PR #676, opened 2020-03-23
Turbo version jni registry

karol-bisztyga:
This code reduces number of JNI searches to one per specific class and one per certain method

### DIFF
--- a/android/src/main/cpp/JNIRegistry.cpp
+++ b/android/src/main/cpp/JNIRegistry.cpp
@@ -16,36 +16,50 @@ std::string JNIRegistry::generateMethodKey(
 std::tuple<jclass, jmethodID> JNIRegistry::getClassAndMethod(
         std::string className,
         std::string methodName,
-        std::string methodSignature) {
-    Logger::log(std::string("[JNIRegistry] HERE Entering getClassAndMethod with args: " + className + "/" + methodName + "/" + methodSignature).c_str());
+        std::string methodSignature,
+        JNIMethodMode methodMode,
+        JNIEnv *currentEnv) {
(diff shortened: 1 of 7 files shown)


android/src/main/cpp/JNIRegistry.cpp
```diff
@@ -0,0 +1,58 @@
...
+    jclass classPtr = nullptr;
+    jmethodID methodPtr = nullptr;
+    // check if class is already stored, if not, try to obtain it
+    auto classIt = this->classes.find(className);
+    if (classIt != this->classes.end()) { // found
+        classPtr = classIt->second;
+    } else { // not found
+        classPtr = currentEnv->FindClass(className.c_str());
+        // register obtained class
+        classPtr = (jclass)currentEnv->NewGlobalRef(classPtr);
```
Szymon20000: I think we also have to delete this ref somewhere.

android/src/main/cpp/headers/JNIRegistry.h
```diff
@@ -0,0 +1,40 @@
...
+
+enum class JNIMethodMode {
+    standard_method,
+    static_method,
+};
+
+class JNIRegistry {
+    JNIEnv* env;
+    // keys are class names
+    std::unordered_map<std::string, jclass> classes;
```
Szymon20000: I think it's better to have all methods and classes that we use in arrays. It's a really important part of Reanimated.

karol-bisztyga: fixed e0fd007

android/src/main/cpp/JNIRegistry.cpp
karol-bisztyga: fixed ac5c74f

PR #679, opened 2020-03-24
Add missing fbjs dependency

satya164:


kmagiera:
@satya164 just published 1.7.1 with this update. Thanks!

PR #686, opened 2020-03-26
useAnimatedStyle

Szymon20000:


src/createAnimatedComponent.js
```diff
@@ -238,7 +240,7 @@ export default function createAnimatedComponent(Component) {
     _filterNonAnimatedProps(inputProps) {
       const props = {};
       for (const key in inputProps) {
-        const value = inputProps[key];
+        let value = inputProps[key];
```
karol-bisztyga: why such change?

Szymon20000: Reverted

Common/cpp/headers/NativeModules/NativeReanimatedModule.h
```diff
@@ -59,13 +59,13 @@ class NativeReanimatedModule : public NativeReanimatedModuleSpec {
     void render();
     void onEvent(std::string eventName, std::string eventAsString);
 
+    std::unique_ptr<jsi::Runtime> runtime;
```
Szymon20000: https://stackoverflow.com/questions/2254263/order-of-member-constructor-and-destructor-calls

PR #687, opened 2020-03-26
Update createEventObjectProxyPolyfill.js

ShaMan123:
App crashes when hermes is enabled (tested on android).
App sometimes reports an error regarding not being able to assign values to a transient object.
This seems to fix the issue


jakub-gonet:
Can you check if app crashes on some commit before #682 was merged?

ShaMan123:
> Can you check if app crashes on some commit before #682 was merged?

@jakub-gonet  Sorry for not replying

jakub-gonet:
@ShaMan123 happens to everyone, don't worry about it 😉

PR #694, opened 2020-03-31
Add global Animated object.

Szymon20000:


Common/cpp/Tools/RuntimeDecorator.cpp
```diff
@@ -0,0 +1,77 @@
...
+  public:
+    Animated(std::unordered_map<std::string, jsi::Value> && props) {
+      this->props = std::move(props);
+    }
+
+    jsi::Value get(jsi::Runtime &rt, const jsi::PropNameID &name) {
+      auto propName = name.utf8(rt);
+      
+      if (props.count(propName) > 0) {
+        return jsi::Value(rt,props[propName]);
```
karol-bisztyga: You search the collection twice for the same key. I'd go with something like: `auto it = props.find(propName); if(it != props.end()) return jsi::Value(rt, *it);` (treat it as a pseudocode pls)

Szymon20000: Done

PR #696, opened 2020-04-01
Use component type in createAnimatedComponent

salockhart:
When using `createAnimatedComponent` with Typescript, it would blow away the type of the inner component. This means that JSX code completion and type inference would no longer work.

This solves this by passing back the same type that was input, so that the exported component will have the expected prop types.


jakub-gonet:
Reverting, introduced bug #719 - described in [comment](https://github.com/software-mansion/react-native-reanimated/issues/719#issuecomment-611435860)

PR #698, opened 2020-04-02
Hide leading zeroes on int number in concatNode

### LINKED ISSUE #677: `concat`  issue with Integer Value on Android
Hi, first of all, thanks for the great work.
I'm trying to use the `concat`  function to animate a text using ReText component from `react-native-redash`,
but look like the `concat` function always add ".0" to the end of the animated number node on Android .

My Code   
```
const price = new Value(44);
const MyString = concat('$', price);  
``` 

## Epcpectd Result 
MyString should be `$44`

## Result 

IOS :  `$44`
Android : `$44.0`

Note:  The problem is Not related to `Retext` Component, I tried passing the MyString value to the javascript side using `call` function and noticed the same behavior.

jakub-gonet:
## Description

Fixes #677

When using `concat` node on `Value` which is an integer, Reanimated created a string with leading zeroes on Android and string without leading zeroes on IOS.

This PR fixes this and also fixes the localization of formatted numbers.

## Reproduction Example

```jsx
import React from 'react';
import { SafeAreaView, TextInput } from 'react-native';
const { Value, concat, createAnimatedComponent } = Animated;

const price = new Value(44.5);
const AnimatedTextInput = createAnimatedComponent(TextInput);
const App = () => {
  return (
    <>
      <SafeAreaView>
        <AnimatedTextInput
          underlineColorAndroid="transparent"
          editable={false}
          {...{ text: concat('', price), style: { color: 'black' } }}
        />
      </SafeAreaView>
    </>
  );
};

export default App;
```

Pre-fix Screenshot:
image

Post-fix screenshots (localization with comma on decimals):
image

image

### DIFF
--- a/android/src/main/java/com/swmansion/reanimated/nodes/ConcatNode.java
+++ b/android/src/main/java/com/swmansion/reanimated/nodes/ConcatNode.java
@@ -8,6 +8,10 @@ import com.swmansion.reanimated.Utils;
 
 public class ConcatNode extends Node {
   private final int[] mInputIDs;
+  private final static NumberFormat formatter = NumberFormat.getInstance();
+  static {
+    formatter.setMinimumFractionDigits(0);
+  }
 
   public ConcatNode(int nodeID, ReadableMap config, NodesManager nodesManager) {
     super(nodeID, config, nodesManager);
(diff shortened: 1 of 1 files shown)


android/src/main/java/com/swmansion/reanimated/nodes/ConcatNode.java
```diff
@@ -15,9 +17,16 @@ public ConcatNode(int nodeID, ReadableMap config, NodesManager nodesManager) {
   @Override
   protected String evaluate() {
     StringBuilder builder = new StringBuilder();
+    NumberFormat formatter = NumberFormat.getInstance();
```
kmagiera, line 20: maybe avoid instantiating formatter on each eval. It seem like this could be a static object

jakub-gonet: Moved to a static variable & block

PR #7484, opened 2025-05-08
feat(CI): monorepo static checks

tjzel:
## Summary

QoL CI since now we keep some scripts etc. in the root. I also fixed problems found by `yarn lint` and `yarn format` and added necessary configs.

## Test plan

🪨

### DIFF
--- a/packages/react-native-reanimated/Common/NativeView/react/renderer/components/rnreanimated/ReanimatedViewState.h
+++ b/packages/react-native-reanimated/Common/NativeView/react/renderer/components/rnreanimated/ReanimatedViewState.h
@@ -13,10 +13,10 @@ class ReanimatedViewState {
 #ifdef ANDROID
   ReanimatedViewState(
       ReanimatedViewState const &previousState,
-      folly::dynamic data) {};
+      folly::dynamic data) {}
   folly::dynamic getDynamic() const {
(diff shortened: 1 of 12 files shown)


packages/react-native-reanimated/Common/NativeView/react/renderer/components/rnreanimated/ReanimatedViewState.h
```diff
@@ -13,10 +13,10 @@ class ReanimatedViewState {
 #ifdef ANDROID
   ReanimatedViewState(
       ReanimatedViewState const &previousState,
-      folly::dynamic data) {};
+      folly::dynamic data) {}
```
patrycjakalinska, line 16: why don't we need semicolon here?

tjzel: It's the definition of a constructor, you don't need a semicolon after the function's body enclosing bracket.

patrycjakalinska: thanks!

patrycjakalinska (approved):
lgmt 🪨

PR #7485, opened 2025-05-08
fix: ensure last[propName] is defined in style updater

crjc:
## Summary

Ensure that `last[propName]` is initialised to fix an exception on web. This bug was introduced by changes in #6749.

I noticed this issue after upgrading to the latest version of react-native-reanimated. In my case, the library was trying to index `last['transform']` which didn't exist for whatever reason.

Screenshot 2025-05-08 at 16 23 04

Screenshot 2025-05-08 at 16 24 29


m-bert (approved):
LGTM

PR #7487, opened 2025-05-09
cherry-pick: fix: ensure last[propName] is defined in style updater

crjc:
## Summary

Cherry pick of #7485.

Hoping this could get into a patch release for 3.17 if possible?

### DIFF
--- a/packages/react-native-reanimated/src/hook/useAnimatedStyle.ts
+++ b/packages/react-native-reanimated/src/hook/useAnimatedStyle.ts
@@ -257,6 +257,9 @@ function styleUpdater(
            * states, causing abrupt transitions or 'jumps' in animation states.
            */
           if (Array.isArray(updates[propName])) {
+            if (!last[propName] || typeof last[propName] !== 'object') {
+              last[propName] = {};
+            }
             updates[propName].forEach((obj: StyleProps) => {
               for (const prop in obj) {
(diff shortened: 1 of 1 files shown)


patrycjakalinska:
Hi, as we didn't ask in initial commit - could you provide a reproduction (example code with instructions) of a problem that this fix is patching? I'm not able to reproduce a problem where I would get such error. Thanks!

crjc:
I haven't managed to create a repro with just reanimated, this example uses Moti on top:

https://github.com/crjc/reanimated-bug/blob/master/App.tsx

1. `npm i`
2. `npm run web`
3. Click "shake"
4. Observe error in console

```
Uncaught TypeError: Cannot set properties of undefined (setting 'translateX')
    at useAnimatedStyle.js:165:37
    at Array.forEach (<anonymous>)
    at frame (useAnimatedStyle.js:163:31)
```

Someone else seemingly has also experienced this bug:
https://github.com/software-mansion/react-native-reanimated/commit/bdadece7a47cf58da4a351ede5504a7e881a197b#commitcomment-156673492

patrycjakalinska:
Thanks for the repro! c: We decided to move your fix inside the loop to place emphasis on why it's there. We will cherry pick from #7506  to `3.18`, once again - thanks!

PR #7489, opened 2025-05-09
feat: inject __DEV__ to worklet runtimes

tjzel:
## Summary

In the new bundling method we won't copy implicit global identifiers. However, Reanimated & Worklets still depend on copying `__DEV__` from the global object. This PR injects `__DEV__` to Worklet Runtimes while maintaining previous behavior, it's needed for future PRs of worklets.

## Test plan

Run an app in dev & prod and see that it works properly.

### DIFF
--- a/packages/react-native-worklets/Common/cpp/worklets/NativeModules/WorkletsModuleProxy.cpp
+++ b/packages/react-native-worklets/Common/cpp/worklets/NativeModules/WorkletsModuleProxy.cpp
@@ -30,7 +30,7 @@ WorkletsModuleProxy::WorkletsModuleProxy(
     std::function<void(std::function<void(const double)>)>
         &&forwardedRequestAnimationFrame)
     : WorkletsModuleProxySpec(jsCallInvoker),
-      bundleFlavor_(
+      isDevBundle_(
           rnRuntime.global().getProperty(rnRuntime, "__DEV__").asBool()),
       valueUnpackerCode_(valueUnpackerCode),
       jsQueue_(jsQueue),
@@ -42,7 +42,7 @@ WorkletsModuleProxy::WorkletsModuleProxy(
           jsScheduler,
           "Reanimated UI runtime",
           true /* supportsLocking */,
-          bundleFlavor_,
+          isDevBundle_,
           valueUnpackerCode_)),
       animationFrameBatchinator_(std::make_shared<AnimationFrameBatchinator>(
           uiWorkletRuntime_->getJSIRuntime(),
@@ -116,7 +116,7 @@ jsi::Value WorkletsModuleProxy::createWorkletRuntime(
       jsScheduler_,
       name.asString(rt).utf8(rt),
       true /* supportsLocking */,
-      bundleFlavor_,
+      isDevBundle_,
       valueUnpackerCode_);
   auto initializerShareable = extractShareableOrThrow<ShareableWorklet>(
       rt, initializer, "[Worklets] Initializer must be a worklet.");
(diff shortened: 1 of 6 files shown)


packages/react-native-worklets/Common/cpp/worklets/NativeModules/WorkletsModuleProxy.cpp
```diff
@@ -30,6 +30,8 @@ WorkletsModuleProxy::WorkletsModuleProxy(
     std::function<void(std::function<void(const double)>)>
         &&forwardedRequestAnimationFrame)
     : WorkletsModuleProxySpec(jsCallInvoker),
+      isDevBundle_(
+          rnRuntime.global().getProperty(rnRuntime, "__DEV__").asBool()),
```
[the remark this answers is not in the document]
tjzel: `__DEV__` is always defined, but I checked that `undefined` would throw here, I added handling of non-booleans 👍

packages/react-native-worklets/Common/cpp/worklets/NativeModules/WorkletsModuleProxy.cpp
```diff
@@ -20,6 +20,8 @@ using namespace facebook;
 
 namespace worklets {
 
+auto isDevBundleFromRNRuntime(jsi::Runtime &rnRuntime) -> bool;
```
tomekzaw, line 23: Why not just ...?
```suggestion
bool isDevBundleFromRNRuntime(jsi::Runtime &rnRuntime);
```

packages/react-native-worklets/Common/cpp/worklets/NativeModules/WorkletsModuleProxy.cpp
```diff
@@ -152,4 +157,12 @@ jsi::Value WorkletsModuleProxy::scheduleOnRuntime(
   return jsi::Value::undefined();
 }
 
+auto isDevBundleFromRNRuntime(jsi::Runtime &rnRuntime) -> bool {
+  auto rtDev = rnRuntime.global().getProperty(rnRuntime, "__DEV__");
+  if (rtDev.isBool()) {
+    return rtDev.asBool();
+  }
+  return false;
```
tomekzaw, line 165:
```suggestion
  return rtDev.isBool() && rtDev.asBool();
```

packages/react-native-worklets/Common/cpp/worklets/NativeModules/WorkletsModuleProxy.cpp
```diff
@@ -152,4 +157,12 @@ jsi::Value WorkletsModuleProxy::scheduleOnRuntime(
   return jsi::Value::undefined();
 }
 
+auto isDevBundleFromRNRuntime(jsi::Runtime &rnRuntime) -> bool {
+  auto rtDev = rnRuntime.global().getProperty(rnRuntime, "__DEV__");
```
tomekzaw, line 161:
```suggestion
  const auto rtDev = rnRuntime.global().getProperty(rnRuntime, "__DEV__");
```

tomekzaw (approved):

packages/react-native-worklets/Common/cpp/worklets/NativeModules/WorkletsModuleProxy.cpp
tjzel: It's a syntax sugar that allows for more legible functions, I can remove it if you prefer.

tjzel: i.e. you can get

```c++
auto foo() -> someType;
auto bar() -> someLongerType;
auto foobar() -> int;
```

instead of

```c++
someType foo();
someLongerType bar();
int foobar();
```

PR #7490, opened 2025-05-09
Fix ref management

piaskowyk:


piaskowyk:
I'll close it since we've stopped work on Native View

PR #7498, opened 2025-05-12
refactor(Worklets)(makeShareableClone): add makeShareableNull and makeShareableUndefined

skusnierz:
## Summary
This PR adds few new functions : 
- `makeShareableNull`
- `makeShareableUndefined`

and is part of a series of PRs that aim to refactor the `makeSharableClone` function -> https://github.com/software-mansion/react-native-reanimated/pull/7481
## Test plan
`Shareables` example

<video src="https://github.com/user-attachments/assets/1c9100ca-012c-4efe-b6e1-fdc66da08472" />


packages/react-native-worklets/src/shareables.ts
```diff
@@ -139,6 +139,14 @@ function makeShareableCloneRecursiveNative<T>(
     return cloneBigInt(value) as ShareableRef<T>;
   }
 
+  if (value === undefined) {
+    return cloneUndefined() as ShareableRef<T>;
```
tomekzaw, line 143: I believe we don't need to call `cloneUndefined()` each time – instead, we can just store only one instance of it in some const and always return the same instance. In fact, we don't even need a function, but it's okay for now.

packages/react-native-worklets/src/shareables.ts
```diff
@@ -139,6 +139,14 @@ function makeShareableCloneRecursiveNative<T>(
...
+  }
+
+  if (value === null) {
+    return cloneNull() as ShareableRef<T>;
```
tomekzaw, line 147: Same as for `cloneUndefined`.

tomekzaw (changes requested):

packages/react-native-worklets/src/shareables.ts
```diff
@@ -139,6 +142,14 @@ function makeShareableCloneRecursiveNative<T>(
     return cloneBigInt(value) as ShareableRef<T>;
   }
 
+  if (value === undefined) {
+    return CLONED_UNDEFINED_JS_REF as ShareableRef<T>;
```
tomekzaw, line 146: Can we remove `as ShareableRef<T>` part here?

packages/react-native-worklets/src/shareables.ts
```diff
@@ -104,6 +104,9 @@ const VALID_ARRAY_VIEWS_NAMES = [
   'DataView',
 ];
 
+const CLONED_UNDEFINED_JS_REF = cloneUndefined();
+const CLONED_NULL_JS_REF = cloneNull()
```
tomekzaw, line 108:
```suggestion
const CLONED_NULL_JS_REF = makeShareableNull();
```

packages/react-native-worklets/src/shareables.ts
tomekzaw, line 143: Shouldn't it be `makeShareableUndefined`?

packages/react-native-worklets/src/WorkletsModule/NativeWorklets.ts
```diff
@@ -8,14 +8,19 @@ import { WorkletsError } from '../WorkletsError';
...
+}
 
 export function createNativeWorkletsModule(): IWorkletsModule {
   return new NativeWorklets();
 }
 
 class NativeWorklets {
   #workletsModuleProxy: WorkletsModuleProxy;
+  shareableUndefined: ShareableRef<undefined>;
+  shareableNull: ShareableRef<null>;
```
○ ○ ○ ○ ○
Instructions to follow
After locating the line with "PR #698, opened 2020-04-02" in the material above, return it and each line after it exactly, ending at the line with "## Description".

Task answer
PR #698, opened 2020-04-02
Hide leading zeroes on int number in concatNode

### LINKED ISSUE #677: `concat`  issue with Integer Value on Android
Hi, first of all, thanks for the great work.
I'm trying to use the `concat`  function to animate a text using ReText component from `react-native-redash`,
but look like the `concat` function always add ".0" to the end of the animated number node on Android .

My Code   
```
const price = new Value(44);
const MyString = concat('$', price);  
``` 

## Epcpectd Result 
MyString should be `$44`

## Result 

IOS :  `$44`
Android : `$44.0`

Note:  The problem is Not related to `Retext` Component, I tried passing the MyString value to the javascript side using `call` function and noticed the same behavior.

jakub-gonet:
## Description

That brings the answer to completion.